The MPL is proportional to output per worker, and the MPK is proportional to output per unit of capital. Y/L is called average labour productivity, and Y/K is called average capital productivity. If the production function is Cobb–Douglas, then the marginal productivity of a factor is proportional to its average productivity.

We can now verify that if factors earn their marginal products, then the parameter α indeed tells us how much income goes to labour and how much goes to capital. The total wage bill, which we have seen is MPL × L, equals (1 – α)Y. Therefore, (1 – α) is labour’s share of output. Similarly, the total return to capital, MPK × K, is αY, and α is capital’s share of output. The ratio of labour income to capital income is a constant, (1 – α)/α, just as Douglas observed. The factor shares depend only on the parameter α, not on the amounts of capital or labour or on the state of technology as measured by the parameter A.

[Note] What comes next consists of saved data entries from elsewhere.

PR #399, opened 2025-09-04
ci(renovate): configure gitIgnoredAuthors to avoid PRs detected as edited

erikgb:
This could hopefully solve the issue shown here: (example): https://github.com/cert-manager/csi-driver/issues/451

image

Docs: https://docs.renovatebot.com/configuration-options/#gitignoredauthors

### DIFF
--- a/.github/renovate.json5
+++ b/.github/renovate.json5
@@ -2,6 +2,10 @@
   $schema: 'https://docs.renovatebot.com/renovate-schema.json',
   enabled: true,
   gitAuthor: 'Renovate Bot <renovate-bot@users.noreply.github.com>',
+  gitIgnoredAuthors: [
+    'Renovate Bot <renovate-bot@users.noreply.github.com>',
+    'cert-manager-bot <cert-manager-bot@users.noreply.github.com>',
+  ],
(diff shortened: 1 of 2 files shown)


wallrj:
The root cause of the "detected as edited" symptom turned out to be the hard-coded `gitAuthor` not matching the identity the hosted Renovate app commits with — fix proposed in cert-manager/renovate-config#61, which has the full analysis.

One detail worth knowing: the `gitIgnoredAuthors` entries added here are `Name <email>` strings, but Renovate compares them against bare commit emails with no normalisation ([isBranchModified](https://github.com/renovatebot/renovate/blob/44.27.0/lib/util/git/index.ts#L1007-L1018), [setUserRepoConfig](https://github.com/renovatebot/renovate/blob/44.27.0/lib/util/git/index.ts#L404-L410)), so they never match — the `recreateWhen: 'always'` line is likely what actually worked around it. Once the `gitAuthor` fix lands, this repo's own `renovate.json5` can drop the hard-coded `gitAuthor`, these entries, and the `recreateWhen` TODO.

*with claude fable-5*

More recent data are also consistent with the Cobb–Douglas production function. Figure 3-5 shows the ratio of labour income to total income in Canada from 1945 to 2010. Despite the many changes in the economy over 65 years, this ratio has remained just under two-thirds. This division of income is easily explained by a Cobb–Douglas production function in which the parameter α is about 0.33. According to this parameter, capital receives one-third of income, and labour receives two-thirds.

The Cobb-Douglas production function is not the last word in explaining the economy’s production of goods and services or the distribution of national income between capital and labour. It is, however, a good place to start.